◆ **Requirement**
Output every record below exactly.

==== Material provided ====

PR #4060, opened 2025-10-22
Check color logger

grimoire:
logger would not get color tag when redirect to file.

### DIFF
--- a/lmdeploy/utils.py
+++ b/lmdeploy/utils.py
@@ -24,7 +24,7 @@ class _ASNI_COLOR:
 
 # copy from: https://github.com/termcolor/termcolor
 @functools.cache
-def can_do_colour(*, no_color: bool | None = None, force_color: bool | None = None) -> bool:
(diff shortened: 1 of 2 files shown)


lmdeploy/utils.py
```diff
@@ -22,6 +22,36 @@ class _ASNI_COLOR:
     GREEN = '\033[32m'
 
 
+# copy from: https://github.com/termcolor/termcolor
+@functools.cache
+def can_do_colour(*, no_color: bool | None = None, force_color: bool | None = None) -> bool:
```
lvhan028: May keep consistency: colour -> color

lvhan028: https://github.com/termcolor/termcolor/blob/e923aea7f282a2a8adb60e5f316528f0b6c277f7/src/termcolor/termcolor.py#L93C5-L93C17 
Let's define `can_colorize` instead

====

◆ **Your response**
PR #4060, opened 2025-10-22
Check color logger

grimoire:
logger would not get color tag when redirect to file.

### DIFF
--- a/lmdeploy/utils.py
+++ b/lmdeploy/utils.py
@@ -24,7 +24,7 @@ class _ASNI_COLOR:
 
 # copy from: https://github.com/termcolor/termcolor
 @functools.cache
-def can_do_colour(*, no_color: bool | None = None, force_color: bool | None = None) -> bool:
(diff shortened: 1 of 2 files shown)


lmdeploy/utils.py
```diff
@@ -22,6 +22,36 @@ class _ASNI_COLOR:
     GREEN = '\033[32m'
 
 
+# copy from: https://github.com/termcolor/termcolor
+@functools.cache
+def can_do_colour(*, no_color: bool | None = None, force_color: bool | None = None) -> bool:
```
lvhan028: May keep consistency: colour -> color

lvhan028: https://github.com/termcolor/termcolor/blob/e923aea7f282a2a8adb60e5f316528f0b6c277f7/src/termcolor/termcolor.py#L93C5-L93C17 
Let's define `can_colorize` instead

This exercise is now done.